W dniu 17 października nauczyciel z gimnazjum w mieście na północny zachód od Paryża został ścięty na ulicy przed jego szkołą. Został zamordowany za umożliwienie dyskusji ze swoimi uczniami na temat karykatur proroka islamu Mahometa podczas zajęć z edukacji obywatelskiej, zgodnych z programem edukacji narodowej. Policja zastrzeliła jego zabójcę nieco później tego samego dnia. Prezydent Francji Emmanuel Macron potępił zabójstwo „islamistycznym atakiem terrorystycznym”, ponieważ wygląda na to, że zabójca wykonywał rodzaj fatwy skierowanej przeciwko temu nauczycielowi w mediach społecznościowych.

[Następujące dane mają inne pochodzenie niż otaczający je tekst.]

PR #682, opened 2025-08-31
add plenty of devs docs

gggeek:
The dev workflow was taken from the website, reformatted by hand. I will send a 2nd pr with the images

The coding standard was taken from the website, reformatted by hand, then
- added a section at the top listing the "surprising" choices
- moved the paragraph about using `prnMsg` to the cookbook doc, which is meant to be more of a hands-on guide to implement common tasks


gggeek:
Added a commit with the missing images, as well as updated to README and to INSTALL

timschofield:
These are mostly good, but you are an intelligent guy, you know I will not allow those changes to the coding standards that attack the project. 

Why not just state what our standards and guidelines are, and anybody smart enough to understand it can work out any differences themselves.

Tim

gggeek:
@tim I did my best not to be snarky, dismissive, insulting or demeaning when writing the section about "things you might find surprising".

I think that there is value in having that section in the docs - it would for sure have saved me a lot of time arguing for the introduction of many changes if I had found out on day one that all those "unexpected" (by me) practices were known and accepted.

I am happy for you to modify this PR and rewrite the docs as you see fit.

timschofield:
Well I just thought that it is obvious just by looking at the code what the coding style we use is, and have been using for 22 years. 

BTW the 4 tests you wrote are all failing since you updated the installer, can you check?

Tim

gggeek:
> Well I just thought that it is obvious just by looking at the code what the coding style we use is, and have been using for 22 years.

Most of the items in the list are obvious, but at least a couple caught me off guard, such as the escaping of data from users being done within session.php, and the fact that different files define different classes with the same name.

Also, the fact that most of those things are obvious does not necessarily mean that they are something that the project considers good practice - they might either be historical accidents and something that it might be welcome to have fixed in the future (such as eg. haphazard formatting), or deliberate choices that it is useless to question (such as eg. the flat folder structure).

As for "we have been using it for 22 years": I don't understand fully your position about this - it feels as if you are at the same time proud of the way things work, and thinking that listing the way things are not supposed to work is an attack on the project.

> BTW the 4 tests you wrote are all failing since you updated the installer, can you check?

I know, sorry about that. I have been working until late night trying to fix them.
I have a code branch which fixes 2 of those, and will look today into the other 2.
In fact, I think that at least 1 of them fails because there is some sql code which makes mysql 5.5 unhappy (the tests are now running on mysql 8.0.43, mysql 5.5, mariadb 5.5 and mariadb latest).
If confirmed, this might be an interesting but if info for the discussion about the minimum mysql version to support.

timschofield:
Pretty sure that nobody would think that "haphazard formatting" is a deliberate project policy. I rather think that they would conclude that it is as a result of an open source project pulling in contributions from many people in the past, not all of whom have formatted the code correctly.

We have always tried to make our code legal PHP, and I think that apart from occasional bugs that get fixed when they are spotted, we succeed in that. Whenever a new version of PHP has come out we have fairly quickly tried to make our code compliant with that version - I think historically we have been quicker on that than most projects. 

Our code is legal PHP and up to date, so I think having a "things Gaetano doesn't like about our coding guidelines" section in the developer docs is unhelpful, and I think you know that.

It's a shame because the rest of the PR is good.

gggeek:
> Pretty sure that nobody would think that "haphazard formatting" is a deliberate project policy

I am not sure I put that phrase in the docs... atm they state `the formatting standards outlined above have been followed very loosely`

Which is a fact, and stated in as neutral a tone as I could conceive.

I also think that they way I wrote those items does not try to apportion blame, nor to pass a judgement.

Everyone who has just a tiny bit of experience in development knows how hard it is to keep a codebase well formatted, esp. when many hands are involved.

As for it being a deliberate policy, I did not think to be suggesting that this is a deliberate policy - even though it is also a fact that there seems to be little appetite for carrying out a reformatting pass or introducing reformat-on-commit tools.

Not that I am a fan of automated formatters, mind you - I prefer to have the freedom to break the rules in 5% of the cases, where custom formatting seems to make the core more readable.

> things Gaetano doesn't like about our coding guidelines

You might be misunderstanding. A lot of the things in the list I am not a fan of, and would not suggest adopting even in a green-field project. I just think that they are the "latest fashion" in php development.

timschofield:
> > Pretty sure that nobody would think that "haphazard formatting" is a deliberate project policy
> 

It is in a previous message on this thread.

> As for it being a deliberate policy, I did not think to be suggesting that this is a deliberate policy - even though it is also a fact that there seems to be little appetite for carrying out a reformatting pass or introducing reformat-on-commit tools.
> 

I tried using php beautifier to do this via a hook (it is still there but disabled in https://github.com/timschofield/hooks) for a while but stopped for various reasons, not least because I prefer to be in charge of changes myself, not having something change the code without my seeing it first.

Tim

dalers:
Looks good except i would want to see the **Deviations from PHP "best practices"** heading removed as "best practices" is subjective and often changes over time. The points can be kept as explanations for appropriate standards. I've only skimmed the source for the docs though and would need to view the rendered markdown to give approval.

However, before there is any value to discussing wording it must be decided if the development guidelines and coding standards are to be moved from the website into the webERP source. Imho this would be an improvement as the benefit of tightly coupling the documentation to the code and the ease of access to a developer outweighs a philosophy of prefering code only in the repo.

gggeek:
> i would want to see the Deviations from PHP "best practices" heading removed

Happy to oblige. Or change that to "latest fashions", which seems to better reflect the consensus of the webERP dev team

> it must be decided if the development guidelines and coding standards are to be moved from the website into the webERP source

see the discussion ongoing on the open PR in the website github...

dalers:
> Or change that to "latest fashions",

Just as subjective. Imho coding standards should be statements of fact with as little room for interpretation as possible.

P.S. PR to weberp.org that @gggeek referred to: https://github.com/timschofield/weberp.org/pull/12

gggeek:
In the spirit of constructive collaboration, and to allow advancing on this topic, I have now removed the controversial paragraph.

I hope this can now go in.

W sobotę 24 października zamachowiec-samobójca zaatakował duński ośrodek Kawsar-e w Kabulu. Liczba ofiar śmiertelnych została oszacowana na 24, a liczba rannych na 54. Według urzędników wiele ofiar stanowili nastoletni studenci w wieku od 15 do 26 lat.
W 2019, UNICEF oświadczył, że „ataki na szkoły w Afganistanie potroiły się w latach 2017-2018, z 68 do 192”. Agencja ONZ dodała, że „szacuje się, że „około 3.7 miliona dzieci w wieku od 7 do 17 lat – prawie połowa wszystkich dzieci w wieku szkolnym w kraju – nie uczęszcza do szkoły w Afganistanie”, z czego 60% to dziewczynki. Szkoły edukacja dziewcząt jest wyraźnie priorytetowymi celami w programie terrorystów islamskich.
Nauczyciele są coraz bardziej narażeni na śmierć, obrażenia i porwania, nie tylko w Afganistanie, ale także w innych krajach z większością muzułmańską, rozdartych konfliktami z islamistycznymi grupami ekstremistycznymi.
Afganistan, Francja i inne: różne kraje, ta sama bitwa
Edukacja szkolna jest atakowana, także w krajach demokratycznych, przez ekstremistyczną ideologię islamską, niezależnie od tego, czy odbywa się bez użycia przemocy, czy z użyciem przemocy.
Ich celem w demokracjach jest zastraszanie nauczycieli, aby sami się cenili i przemilczali liczne punkty ich ideologii politycznej i rządów, w tym: zabójstwa pozasądowe, homofobia, segregacja i dyskryminacja ze względu na płeć, gorszy status kobiet i innych -Muzułmanie, dyskryminacja i tak dalej.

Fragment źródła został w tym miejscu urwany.